Em Praga, vários milhares de checos aproveitaram a ocasião para se manifestarem contra a influência de que ainda dispõem os comunistas, nostálgicos da era soviética, que são ainda a segunda força política ao país, com cerca de 20 por cento do eleitorado.
Como todos os anos, o grande artífice da queda do regime, o antigo dissidente Vaclav Havel depôs uma coroa de flores no centro de Praga, diante de um monumento alusivo à brutal repressão de uma manifestação estudantil pacífica, a 17 de Novembro de 1989.
Oito horas antes da espectacular abertura do Muro de Berlim, a violência policial desse dia acabou por originar uma gigantesca vaga de protestos em todo o país.
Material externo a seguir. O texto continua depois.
PR #205, opened 2025-05-02
s3: ability to gradually increase chunk size for multipart uploard

ali-gholami-aiven:

Resolves: #xxxxx

# Why this way


rohmu/object_storage/s3.py
```diff
@@ -543,6 +555,7 @@ def multipart_upload_file_object(
         mp_id = cmu_response["UploadId"]
 
         while True:
+            chunk_size = self.get_multipart_chunk_size(current_chunk_size=chunk_size, current_part_number=part_number)
```
giacomo-alzetta-aiven, line 558: I think logging the chunk size change would make sense:

```suggestion
            old_chunk_size = chunk_size
            chunk_size = self.get_multipart_chunk_size(current_chunk_size=chunk_size, current_part_number=part_number)
            if chunk_size != old_chunk_size:
                self.log.info("Updated chunk size from %s to %s at part_number %s", old_chunk_size, chunk_size, part_number)
```

test/object_storage/test_s3.py
```diff
@@ -395,7 +400,7 @@ def test_calculate_chunks_and_chunk_size(
 ) -> None:
```
giacomo-alzetta-aiven, line 400: Should rename the test here

giacomo-alzetta-aiven (commented):
Overall looks good.

I think we should probably add these to other storage backends as well though.

giacomo-alzetta-aiven:
Closing this since we added #206

PR #210, opened 2025-10-10
s3: support OVH EU S3-compatible storage

giacomo-alzetta-aiven:

Handle `BucketAlreadyOwnedByYou` when trying to create a bucket in `S3Transfer` by ignoring it. If we find that the bucket already exists and is owned by us we should be good, we shouldn't bail out on transfer creation.

This specific situation currently seem to only happen in OVH EU S3-compatible Object Storage service implementation when a user only has `s3:ListBucket` permission with a condition attached.

Resolves: #211 

# Why this way

This is the simplest fix that allows use to use the OVH EU S3-compatible Object Storage service.

# Detailed description

The AWS S3 documentation for `HeadBucket` specifies:

> If the bucket doesn't exist or you don't have permission to access it,
> the `HEAD` request returns a generic `400 Bad Request`, `403 Forbidden`,
> or `404 Not Found` HTTP status code.
> A message body isn't included, so you can't determine the exception
> beyond these HTTP response codes.

Which is unfortunate since it is often the case that buckets has `s3:ListBucket` permission set with a condition to only allow listing under certain prefixes, which causes `HeadBucket` to fail.

This hasn't been a problem before because generally most S3-compatible storages will return `403 Forbidden` for a bucket that exists but for which we do not have `s3:ListBucket` permission or that permission is only allowed under a prefix.

We recently discovered that OVH EU S3-compatible Object Storage service instead returns a `400 Bad Request` which causes rohmu to assume the bucket doesn't exist and than the `CreateBucket` will fail with `BucketAlreadyOwnedByYou`.

So make sure that if we see that specific error code we do nto bail out and instead continue on since everything is actually good. We do not consider `BucketAlreadyExists` because that could mean the bucket exists on a different account which may be an error in the configuration.

Note that the behaviour for `create_if_needed=False` is unchanged and hence wrong for OVH EU S3-compatible storage. We will address it in the future likely falling back to `GetBucketLocation` and/or `GetBucketAcl` to determine if the bucket exists but we don't have the correct permissions for `HeadBucket`.

### DIFF
--- a/rohmu/object_storage/s3.py
+++ b/rohmu/object_storage/s3.py
@@ -715,7 +715,15 @@ class S3Transfer(BaseTransfer[Config]):
             }
 
         self.stats.operation(StorageOperation.create_bucket)
-        self.get_client().create_bucket(**args)
+        try:
+            self.get_client().create_bucket(**args)
+        except botocore.exceptions.ClientError as ex:
+            # Ignore BucketAlreadyOwnedByYou error since that means that:
+            # 1. The bucket exists and doesn't need to be created
+            # 2. We own it so we assume permissions have been setup properly
+            # bail out if we get any other error, including BucketAlreadyExists
+            if ex.response.get("Error", {}).get("Code") != "BucketAlreadyOwnedByYou":
+                raise
 
     def create_concurrent_upload(
         self,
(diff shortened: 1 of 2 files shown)


ali-gholami-aiven (approved):

ali-gholami-aiven (approved):

jadkik (approved):
LGTM

ali-gholami-aiven (approved):

PR #219, opened 2026-01-14
s3: fix multipart upload debug log

gqmelo:

The log would raise an exception whenever the total number of parts is unknown because it tried to format `<?>` as a number (introduced by https://github.com/Aiven-Open/rohmu/pull/215).

# Why this way

The issue could have been detected by the current tests if we weren't mocking the logger.
Pytest already offers better ways to capture the logs and assert expected logs, so use the `caplog` fixture instead.

Additionally I also switched the tests to use `tmp_path` fixture which is better than creating a regular temp file as it will be in dedicated dirs associated to test names.


giacomo-alzetta-aiven (approved):
LGTM!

No centro de Praga, Vaclav Havel - retirado da política activa desde o final do seu último mandato presidencial, em Fevereiro de 2003 - foi ovacionado por habitantes de Praga que acorreram ao local para lembrar os acontecimentos de 1989.
No Parlamento, a cerimónia acabou por ficar marcada pelo momento em que vários deputados e personalidades presentes, incluindo Vaclav Havel, abandonaram a sala no momento em que o presidente do partido comunista checo (KSCM), Miroslav Grebenicek, tomou o uso da palavra.
Ao contrário do que sucedeu com outros partidos congéneres de países ex-comunistas, o KSCM tem-se recusado a qualquer revisão no seu discurso ou na sua ideologia.
Na capital da Eslováquia, Bratislava, que conquistou a sua independência no início de 1993, foram igualmente organizadas cerimónias alusivas à data.
O primeiro-ministro eslovaco, Mikulas Dzurinda, acendeu uma vela no local onde tiveram lugar as grandes manifestações contra o regime, em 1989.
O Presidente, Ivan Gasparovic, participou, por seu turno, numa reunião com os antigos responsáveis locais do movimento.